There is a kind of restlessness that comes with wanting more without wanting to change. We reach for improvement — a better version of what we already have, a life supplemented rather than transformed. The instinct is understandable. Change is costly, and the self clings to what it knows.

But the Christian tradition has always insisted that what God offers is not a supplement to life but a substitution for it. The ancient language of dying and rising, of losing one's life to find it, is not metaphor dressed up as doctrine. It points to something genuinely disruptive: that the life God gives is not our life, improved, but God's own life, given in exchange for ours.
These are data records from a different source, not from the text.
PR #851, opened 2015-02-02
Added a more robust integer nonce factory. Use it for BTC-e.

mmazi:
I'm hoping to end the BTC-e nonce troubles once and for all. This is a v3 / SynchronizedValueFactory re-implementation of the nonce factory I implemented and described in #756. (Please see that issue or/and the test included in this PR if you're interested why this PR is necessary. Tl;dr: it supports several exchange instances operating at the same time.)

I've reviewed the many previous BTCE nonce issues and pull requests and I believe this should resolve all of them. (It doesn't resolve my GAE issue 100%, but it's good enough.)

This PR includes a test that fails with the `AtomicLongIncrementalTime2013NonceFactory` that is currently used for BTC-e, and passes with the new `TimestampIncrementingNonceFactory`.

A few notes:

* I think the new `TimestampIncrementingNonceFactory` is the best choice for any exchange that uses an integer nonce. (For long nonces, I think `CurrentTimeNonceFactory` is the best choice.)
* Correct me if I'm wrong but I don't think AtomicInteger (or AtomicLong) is necessary since the nonce factories are used in a synchronized manner anyway.
* This nonce factory is compatible with the one that was previously used for BTC-e so people won't have to drop and re-create the API keys they are already using. (The exception to this could be if someone _constantly_ (as opposed to occasionally) makes more than 4 requests per second, which I think is impossible anyway.)

### DIFF
--- a/xchange-btce/src/main/java/com/xeiam/xchange/btce/v3/BTCEExchange.java
+++ b/xchange-btce/src/main/java/com/xeiam/xchange/btce/v3/BTCEExchange.java
@@ -8,11 +8,11 @@ import com.xeiam.xchange.ExchangeSpecification;
 import com.xeiam.xchange.btce.v3.service.polling.BTCEAccountService;
 import com.xeiam.xchange.btce.v3.service.polling.BTCEMarketDataService;
 import com.xeiam.xchange.btce.v3.service.polling.BTCETradeService;
-import com.xeiam.xchange.utils.nonce.AtomicLongIncrementalTime2013NonceFactory;
+import com.xeiam.xchange.utils.nonce.TimestampIncrementingNonceFactory;
 
 public class BTCEExchange extends BaseExchange implements Exchange {
 
-  private SynchronizedValueFactory<Long> nonceFactory = new AtomicLongIncrementalTime2013NonceFactory();
+  private SynchronizedValueFactory<Long> nonceFactory = new TimestampIncrementingNonceFactory();
 
   @Override
   public void applySpecification(ExchangeSpecification exchangeSpecification) {
--- a/xchange-btce/src/test/java/com/xeiam/xchange/btce/v3/BTCEExchangeTest.java
+++ b/xchange-btce/src/test/java/com/xeiam/xchange/btce/v3/BTCEExchangeTest.java
@@ -1,0 +1,46 @@
+package com.xeiam.xchange.btce.v3;
+
+import org.junit.Assert;
+import org.junit.Test;
+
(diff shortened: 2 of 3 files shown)


timmolter:
Yeah, some of the nonce factories are far superior than others and the AtomicLong probably isn't necessary like you say.

rafalkrupinski:
I'm not sure about this patch. It's not a problem with BTC-e, it's a problem with user environment. We should either use this ValueGenerator impl everywhere if it's so good, or provide a way for users to pass a custom one.

timmolter:
@rafalkrupinski A few comments.

1. During my refactor, I made about 8 new NonceFactory classes. I just pulled out hardcoded nonce functions from the modules and made a Nonce Factory, or used another factory if it already existed. 
1. Yeah, some of the nonce factories are far superior than others and it *would* be nice if all the inferior ones were replaced. I cannot do that though as I'd probably break something.
1. Users **cannot** pass whatever custom one they please, like you said. Should we make it part of the `ExchangeSpecification`?

mmazi:
I think providing a way to provide custom might be a good idea, since it seems in different environments or usage scenarios different nonce factories will be ideal. But it should be optional, so a default nonce factory will be used if a user doesn't set up a custom one.

As @timmolter said, replacing existing nonce factories with a different one would render some existing users' API keys useless (because in some cases the new nonce factory might start producing lower nonces than the old one).

mmazi:
@rafalkrupinski , what are your concrete concerns about this patch? Do you see anything that is worse now after the patch than it was before? This patch just replaces one nonce factory with another that is better in some scenarios (like the one in the included test case) and not worse in any known scenarios. It seems to me the issues you've raised (which are valid issues) are not really directly connected with this particular patch.

rafalkrupinski:
@mmazi 
> what are your concrete concerns about this patch?

You said said it:

> in different environments or usage scenarios different nonce factories will be ideal.

My concern is that we're putting user-specific fix in a common place. Someone might need something different.

@timmolter Yes, I think exchange specification is the place. Keep in mind, users must be aware what generic argument (Long vs Int) is required by the the exchange.

mmazi:
@rafalkrupinski 
> My concern is that we're putting user-specific fix in a common place.

In my view, the new nonce factory is no more user-specific than the previous one; you could call the previous one a user-specific fix too (eg. compared to a simple counter nonce).

> Someone might need something different.

This was just as true before this patch. (In fact, this was the _reason_ for this patch.) Moreover, this patch strictly reduces the set of people that might need something different.

I think a new issue should be opened for what you're saying. I agree it's a valid issue.

PR #1234, opened 2016-04-12
Bugfix Core and additions to CoinbaseEx

bryan4887:


pom.xml
```diff
@@ -446,6 +446,33 @@
 					<autoVersionSubmodules>true</autoVersionSubmodules>
 				</configuration>
 			</plugin>
+
```
timmolter: @bryan4887 We removed this from here a while ago because building source and javadocs during a build takes such a long time, given the vast amount of modules in this project. Do you absolutely need this?

bryan4887: I see.  Is there another easy way for the javadocs and source to be included in projects that are importing XChange via maven and not directly including the checkout as a dependency in the project?

timmolter: I'll try to work on adding a profile that will act as a flag for building that stuff or not. More later...

bryan4887: Good thinking.  Thanks, Tim!

PR #1247, opened 2016-04-28
Bitstamp EUR support

mmazi:


mmazi:
Still doing some end-to-end testing, will merge soon.

PR #1254, opened 2016-05-20
Update PoloniexUtils.java

LifeIsGoodMF:
mismatch base and counter currency PoloniexUtils in toPairString and toCurrencyPair

### DIFF
--- a/xchange-poloniex/src/main/java/org/knowm/xchange/poloniex/PoloniexUtils.java
+++ b/xchange-poloniex/src/main/java/org/knowm/xchange/poloniex/PoloniexUtils.java
@@ -15,7 +15,7 @@ public class PoloniexUtils {
 
   public static String toPairString(CurrencyPair currencyPair) {
 
-    String pairString = currencyPair.counter.getCurrencyCode().toUpperCase() + "_" + currencyPair.base.getCurrencyCode().toUpperCase();
+    String pairString = currencyPair.base.getCurrencyCode().toUpperCase() + "_" + currencyPair.counter.getCurrencyCode().toUpperCase();
     return pairString;
   }
 
--- a/xchange-poloniex/src/main/java/org/knowm/xchange/poloniex/PoloniexUtils.java
+++ b/xchange-poloniex/src/main/java/org/knowm/xchange/poloniex/PoloniexUtils.java
@@ -22,7 +22,7 @@ public class PoloniexUtils {
   public static CurrencyPair toCurrencyPair(String pair) {
 
     String[] currencies = pair.split("_");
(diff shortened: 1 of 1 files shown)


timmolter:
Are you sure about this? I'm surprised no one every caught this yet?

LifeIsGoodMF:
Yes.
Simple test:
you send BTC_USD currency pair:

ExchangeSpecification spec = new
ExchangeSpecification(PoloniexExchange.class);
Exchange exchange = ExchangeFactory.INSTANCE.createExchange(spec);
PoloniexMarketDataService dataService =
(PoloniexMarketDataService)exchange.getPollingMarketDataService();
PoloniexDepth poloniexDepth =
dataService.getPoloniexDepth(CurrencyPair.BTC_USD);

but in request currency pair looks like USD_BTC:
https://poloniex.com/public?command=returnOrderBook&currencyPair=USD_BTC

2016-05-21 21:45 GMT+03:00 Tim Molter <notifications@github.com>:

> Are you sure about this? I'm surprised no one every caught this yet?
>
> —
> You are receiving this because you authored the thread.
> Reply to this email directly or view it on GitHub
> <https://github.com/timmolter/XChange/pull/1254#issuecomment-220794029>
>



-- 
Best regards
Viktor Zakalyuzhnyy

mmazi:
This is incorrect. This PR broke the Poloniex implementation. It is Poloniex who requires pairs to be composed as COUNTER_BASE, i.e. inversely to the custom, as is evident from [their API docs](https://poloniex.com/support/api/).

I will revert this commit shortly.

BTW, the USD_BTC pair in the above example doesn't even exist on Poloniex; they do have [USDT](https://poloniex.com/public?command=returnOrderBook&currencyPair=USDT_BTC) though.

LifeIsGoodMF:
You are right. Sorry, such behavior confused me.

2016-05-23 23:13 GMT+03:00 Matija Mazi <notifications@github.com>:

> This is incorrect. This PR broke the Poloniex implementation. It is
> Poloniex who requires pairs to be composed as COUNTER_BASE, i.e. inversely
> to the custom, as is evident from their API docs
> <https://poloniex.com/support/api/>.
>
> I will revert this commit shortly.
>
> BTW, the USD_BTC pair in the above example doesn't even exist on Poloniex;
> they do have USDT
> <https://poloniex.com/public?command=returnOrderBook&currencyPair=USDT_BTC>
> though.
>
> —
> You are receiving this because you authored the thread.
> Reply to this email directly or view it on GitHub
> <https://github.com/timmolter/XChange/pull/1254#issuecomment-221082374>
>



-- 
Best regards
Viktor Zakalyuzhnyy

PR #1259, opened 2016-05-28
Poloniex: retrieve all balances (including margin + lending balances)

anwfr:
added parameter "account='all'" for retrieving all balances (including margin + lending balances).

As described on https://poloniex.com/support/api/:
> (returnCompleteBalances) set the "account" POST parameter to "all" to include your margin and lending accounts.

### DIFF
--- a/xchange-poloniex/src/main/java/org/knowm/xchange/poloniex/PoloniexAuthenticated.java
+++ b/xchange-poloniex/src/main/java/org/knowm/xchange/poloniex/PoloniexAuthenticated.java
@@ -1,26 +1,19 @@
 package org.knowm.xchange.poloniex;
 
-import java.io.IOException;
-import java.math.BigDecimal;
-import java.util.HashMap;
-
-import javax.annotation.Nullable;
-import javax.ws.rs.Consumes;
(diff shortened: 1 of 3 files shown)


mmazi:
@anwfr : Just wondering, what is the purpose of the generic method `PoloniexAccountService::getAccountInfo()` now returning exchange account balances summed together with lending and margin balances? The generic interface is only concerned with exchange so this information not only seems unnecessary, but in fact incorrect, since now there is no more any way to get just the exchange balance via the generic API.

This exchange requires us to loosen our grip on the things that feel most like solid ground — security, comfort, the approval of those we love, the familiar shapes of our days. Not because these things are evil, but because they can become the floor we stand on when God is calling us to swim.
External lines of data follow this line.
Issue #1269, opened 2016-06-10
No date in ItBit trades (change in API: date->timestamp)


mmithril:
ItBit most probably changed its API – call https://api.itbit.com/v1/markets/XBTUSD/trades?since=0 returns

`{"recentTrades":[{"timestamp":"2016-06-10T09:29:47.5270000Z","matchNumber":698158,"price":"579.48000000","amount":"0.08000000"},{"timestamp":"2016-06-10T09:29:47.2130000Z","matchNumber":698157,"price":"579.48000000","amount":"0.04000000"},{"timestamp":"2016-06-10T09:27:04.4130000Z","matchNumber":698156,"price":"579.10000000","amount":"1.00000000"},{"timestamp":"2016-06-10T09:27:04.2400000Z","matchNumber":698155,"price":"579.00000000","amount":"0.01000000"},`

There is `timestamp` attribute (ISO 8601 format) while `org.knowm.xchange.itbit.v1.dto.marketdata.ItBitTrade` expects `date` (being `long` – most probably millis from era).

mmithril:
Fix in merge request #1270

PR #1270, opened 2016-06-10
Fix for  #1269

mmithril:
Two things fixed:
- ISO8601 parsing – if text ends with 'Z', it is always in UTC 
- change in itbit API – returns timestamp as ISO8601 text instead of date representing millis from start of era.


timmolter:
Could you take a look at the merge conflicts on this one? I don't want to fix the conflicts in the wrong way.

mmithril:
Fixed. I should create feature branch for it...

PR #1280, opened 2016-06-20
Added getExchangeSymbols()

zholmes1:
getExchangeSymbols() was completely inaccessible from any generic
service.


timmolter:
Please see: Exchange Metadata Update and Discussion #1282 

The exchange symbols should be accessed through the `Exchange` object.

The Spirit, as the ancient Hebrew makes plain, is breath. And breath is not something we hold. It is something that moves through us. We cannot store it or grip it. We can only continue to receive it.

This is the shape of the Christian life: open hands, not clenched ones. Not an accumulation of virtue or achievement, but a continual receiving of what God freely offers. The one who has nothing to offer but themselves has everything that is needed, because God asks only for the self — and gives, in return, a life far larger than the one surrendered.

Reflection Questions

  1. What are the things in your life that feel most like solid ground — the things you would be least willing to loosen your grip on?

  2. Where have you experienced following God as genuinely costly, and what did that cost reveal about what you were holding onto?

  3. How would you describe the difference between a life that includes God and a life that is given to God?

  4. What would it look like to approach the coming week with open hands — genuinely available to be redirected — rather than asking God to bless what you've already decided?

  5. What does it mean to you that no circumstance, failure, or inadequacy removes your ability to give yourself wholly to God?